Before we talk about the dataflow block, let us first introduce the concept of **pure** and
**side-effect**. A function is **pure** or **side-effect free** if:

- it only reads from its inputs and returns the result via its output
- it will not change other parts of the program (such as incrementing a global counter).

For example, all ``R.call_tir`` functions are pure functions, as they only read from their inputs
and write the output to another new allocated tensor. However, the **inplace operations** are not
pure functions, in other words, they are side-effect functions, because they will change the existing
intermediate or input tensors.

A dataflow block is a way for us to mark the computational graph regions of the program.
Specifically, within a dataflow block, all the operations need to be **side-effect free**.
Outside a dataflow block, the operations can contain side-effect.

.. note::

    A common question that arises is why we need to manually mark dataflow blocks instead of
    automatically inferring them. There are two main reasons for this approach:

    - Automatic inference of dataflow blocks can be challenging and imprecise, particularly
      when dealing with calls to packed functions (such as cuBLAS integrations). By manually
      marking dataflow blocks, we enable the compiler to accurately understand and optimize
      the program's dataflow.
    - Many optimizations can only be applied within dataflow blocks.

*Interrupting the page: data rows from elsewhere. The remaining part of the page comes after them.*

PR #7383, opened 2021-07-30
Make multigetattr from SpreadsheetExportMixin into a reusable utility

gasman:
and steal Django's implementation for template variable resolution so that it's more robust and supports dict/list lookups too.

Planning to re-use this functionality for a new version of the generic index / listing view, so it makes sense to have a definitive implementation of it in core.utils.

### DIFF
--- a/wagtail/admin/views/mixins.py
+++ b/wagtail/admin/views/mixins.py
@@ -10,6 +10,7 @@ from django.utils.translation import gettext as _
 from xlsxwriter.workbook import Workbook
 
 from wagtail.admin.forms.search import SearchForm
+from wagtail.core.utils import multigetattr
 from wagtail.search.backends import get_search_backend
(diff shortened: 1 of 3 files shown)


jacobtoppm (approved):
Looks great, thanks for expanding this! I think it's fine as is, but tiny nitpick: similar to Django here (https://github.com/django/django/blob/f331eba6d576752dd79c4b37c41d981daa537fe6/django/template/base.py#L847) and our no-param-reassign rule in js, I do think it would be slightly clearer to read if we had some kind of current value variable instead of just using `item` (since if a function takes a param and then returns it I personally tend to assume it's probably doing some kind of pass by reference modification or something... maybe just me though!)

gasman:
Thanks @jacobtoppm! Merged in ae14c8c718909c6610f3397c6c06607759b0b72e with your suggested readability tweak applied.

For instance, fusion
      optimization is limited to operations within a single dataflow block. If the compiler
      were to incorrectly infer dataflow boundaries, it might miss crucial optimization
      opportunities, potentially impacting the program's performance.

By allowing manual marking of dataflow blocks, we ensure that the compiler has the most
accurate information to work with, leading to more effective optimizations.